Operators choose sites for cheap, abundant, reliable power; cool climates or water access to help with cooling; fast fiber-optic connectivity; and stable conditions (low risk of natural disaster, friendly regulation). This is why you see massive data centers in cold northern regions, near hydroelectric dams, or in the desert next to dedicated solar and gas.
moving data, and maybe math, with photons
This is the "energy using light" idea you asked about. It comes in two related but distinct flavors, and it's worth keeping them separate.
Inside and between chips, information normally travels as electrical signals down copper wires. The problem: as you push more data faster, copper wastes energy as heat and degrades over distance. Moving data is already one of the biggest energy costs in AI (recall Section 01).
The fix is silicon photonics / optical interconnects: send the data as pulses of light through tiny waveguides or fiber instead of electricity through copper. Light is fast, generates far less heat over distance, and can carry enormous amounts of data (you can even send multiple data streams down one fiber at once, each on a different color/wavelength).
The newest twist is co-packaged optics: putting the light-based communication hardware right next to the processor in the same package, so signals convert to light almost immediately instead of traveling as electricity across the board first. For AI data centers, where the bottleneck is increasingly getting data between thousands of chips, this is a big deal: more bandwidth, less energy, less heat. This technology is real and rolling out.
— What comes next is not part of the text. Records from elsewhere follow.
PR #4889, opened 2020-09-15
Move electron type augmentation to separate dts file

LabhanshAgrawal:
fix electron typings hack
P.S it was still not working in `ext-modules.dts` but this seems good too.


LabhanshAgrawal:
There was some problem with the dts output during build, which seems to be fixed by updating typescript.
The mac ci seems to be failing because of some network problems, which appears to be quite frequent (also saw in other pr's)

PR #4891, opened 2020-09-16
Fix eslint warnings

LabhanshAgrawal:
updated @typescript-eslint packages to fix the warnings which were reported incorrectly.


Stanzilla:
ah perfect, thank you

PR #4913, opened 2020-09-24
fix: add a 256x256 for AppImage builder to add as .DirIcon

srevinsaju:
.Diricon generally provides the icon to the AppImage in the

The more radical idea is to perform the AI computation itself with light. The elegant part: the core AI operation is matrix multiplication (Section 02), and light naturally does math when it passes through optical components. Beams can be split, combined, and have their intensities scaled by passing through materials, and combining light beams can perform addition and multiplication at the speed of light and with very little energy, in parallel, without the heat of switching billions of transistors.
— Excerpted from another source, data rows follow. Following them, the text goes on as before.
PR #5183, opened 2020-12-24
Fix installation instructions in README.md

kawarimidoll:
Fix error when installing using latest Homebrew in macOS. Just fix README.md.

Calling brew cask install is disabled


kawarimidoll:
Thank you!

A photonic computing chip aims to encode numbers into properties of light (like intensity or phase), pass them through an optical mesh that performs the multiplication-and-addition, and read out the result.
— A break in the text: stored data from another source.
PR #5244, opened 2021-01-20
Change windows build target to nsis

LabhanshAgrawal:
Build has been failing for few days because of `squirrel.windows`
I've opened an issue electron-userland/electron-builder#5551 but thought that it's about time we start using the NSIS installer.

I've added nsis script to add hyper to system context menu on install and remove on uninstall.
Also tested that it doesn't cause any unicode issues while accessing the registry.

This has made the `app/system-context-menu.ts` file unused for now.
We can delete it or use it to add an item in the plugins menu as `add hyper to system context menu` like the `install hyper command to path` menu item.

Since the nsis install path is `%LOCALAPPDATA\Programs\Hyper` instead of squirrel's `%LOCALAPPDATA\hyper\app-<version>` I've changed the cli install code to remove old paths.

Added Bonus - This has resulted in ~30% reduction in Setup file size.

### DIFF
--- a/.github/workflows/nodejs.yml
+++ b/.github/workflows/nodejs.yml
@@ -152,17 +152,10 @@ jobs:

The promise: potentially orders of magnitude better speed and energy efficiency for the specific math AI relies on. The catch: it's still maturing. Hard problems include doing it with high precision, converting back and forth between electrical and optical (which costs energy and can erase the gains), handling memory, and manufacturing it reliably at scale. Several companies and labs are pursuing it; expect it first as a specialized accelerator working alongside conventional chips, not a wholesale replacement.
The throughline of this whole article is energy. AI's growth is increasingly limited not by ideas but by power and heat. Light helps on both: it moves and (potentially) processes information using less energy and generating less heat than pushing electrons through metal. That's why "computing with light" is one of the most watched directions in the field: it attacks AI's single hardest constraint.
every layer feeds the one above it
Read top to bottom, the stack is one continuous story:
Every layer exists to feed the one above it. The whole machine is, ultimately, a way of turning electricity and math into something that recognizes patterns.
Sand to chips: purified silicon is printed with light into billions of nanometer-scale transistors.
Chips to math: GPUs and accelerators exist to do massive parallel multiplication, the one operation AI needs most.
Math to learning: a neural network nudges billions of weights, guess by guess, until real patterns emerge.
Learning to scale: training takes thousands of chips in data centers that fight networking, power, and heat.
Scale to light: photonics attacks the power-and-heat limit by moving (and maybe doing) the math with light.
Each of those is a rabbit hole worth falling into. Pick whichever part grabbed you most and start there.